**REQUIRED WORK:**
Copy each of the records exactly; leave nothing out.

**RECORDS TO USE:**
»»

Issue #495, opened 2019-07-13
[bug] exclusive req. can allocate a partially allocated resource


dongahn:
Using `tiny.graphml` GRUG file (`cluster[1]->rack[1]->node[2]->socket[2]->cores[18]`):

`jobspec1.yaml`:
```yaml
version: 1
resources:
    - type: cluster
      count: 1
      with:
        - type: rack
          count: 1
          with:
            - type: node
              count: 2
              with:
                - type: socket
                  count: 2
                  with:
                    - type: slot
                      label: default
                      count: 1
                      with:
                        - type: core
                          count: 1
# a comment
attributes:
  system:
    duration: 3600
tasks:
  - command: app
    slot: default
    count:
      per_slot: 1
```

`jobspec2.yaml`:
```yaml
version: 1
resources:
  - type: slot
    label: default
    count: 1
    with:
      - type: socket
        count: 1
        with:
          - type: core
            count: 1
# a comment
attributes:
  system:
    duration: 3600
tasks:
  - command: app
    slot: default
    count:
      per_slot: 1
```

```console
ahn1@28fae5c581ab:/usr/src/resource/utilities$ ./resource-query -G ../../t/data/resource/grugs/tiny.graphml -F pretty_simple -P low
INFO: Loading a matcher: CA

resource-query> match allocate jobspec1.yaml
      ---tiny0[1:shared]
      ------rack0[1:shared]
      ---------node1[1:shared]
      ------------socket1[1:shared]
      ---------------core18[1:exclusive]
      ------------socket0[1:shared]
      ---------------core0[1:exclusive]
      ---------node0[1:shared]
      ------------socket1[1:shared]
      ---------------core18[1:exclusive]
      ------------socket0[1:shared]
      ---------------core0[1:exclusive]
INFO: =============================
INFO: JOBID=1
INFO: RESOURCES=ALLOCATED
INFO: SCHEDULED AT=Now
INFO: =============================

resource-query> match allocate jobspec2.yaml
      ---tiny0[1:shared]
      ------rack0[1:shared]
      ---------node0[1:shared]
      ------------socket0[1:exclusive]
      ---------------core1[1:exclusive]
INFO: =============================
INFO: JOBID=2
INFO: RESOURCES=ALLOCATED
INFO: SCHEDULED AT=Now
INFO: =============================
```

««

**TASK RESPONSE:**
Issue #495, opened 2019-07-13
[bug] exclusive req. can allocate a partially allocated resource


dongahn:
Using `tiny.graphml` GRUG file (`cluster[1]->rack[1]->node[2]->socket[2]->cores[18]`):

`jobspec1.yaml`:
```yaml
version: 1
resources:
    - type: cluster
      count: 1
      with:
        - type: rack
          count: 1
          with:
            - type: node
              count: 2
              with:
                - type: socket
                  count: 2
                  with:
                    - type: slot
                      label: default
                      count: 1
                      with:
                        - type: core
                          count: 1
# a comment
attributes:
  system:
    duration: 3600
tasks:
  - command: app
    slot: default
    count:
      per_slot: 1
```

`jobspec2.yaml`:
```yaml
version: 1
resources:
  - type: slot
    label: default
    count: 1
    with:
      - type: socket
        count: 1
        with:
          - type: core
            count: 1
# a comment
attributes:
  system:
    duration: 3600
tasks:
  - command: app
    slot: default
    count:
      per_slot: 1
```

```console
ahn1@28fae5c581ab:/usr/src/resource/utilities$ ./resource-query -G ../../t/data/resource/grugs/tiny.graphml -F pretty_simple -P low
INFO: Loading a matcher: CA

resource-query> match allocate jobspec1.yaml
      ---tiny0[1:shared]
      ------rack0[1:shared]
      ---------node1[1:shared]
      ------------socket1[1:shared]
      ---------------core18[1:exclusive]
      ------------socket0[1:shared]
      ---------------core0[1:exclusive]
      ---------node0[1:shared]
      ------------socket1[1:shared]
      ---------------core18[1:exclusive]
      ------------socket0[1:shared]
      ---------------core0[1:exclusive]
INFO: =============================
INFO: JOBID=1
INFO: RESOURCES=ALLOCATED
INFO: SCHEDULED AT=Now
INFO: =============================

resource-query> match allocate jobspec2.yaml
      ---tiny0[1:shared]
      ------rack0[1:shared]
      ---------node0[1:shared]
      ------------socket0[1:exclusive]
      ---------------core1[1:exclusive]
INFO: =============================
INFO: JOBID=2
INFO: RESOURCES=ALLOCATED
INFO: SCHEDULED AT=Now
INFO: =============================
```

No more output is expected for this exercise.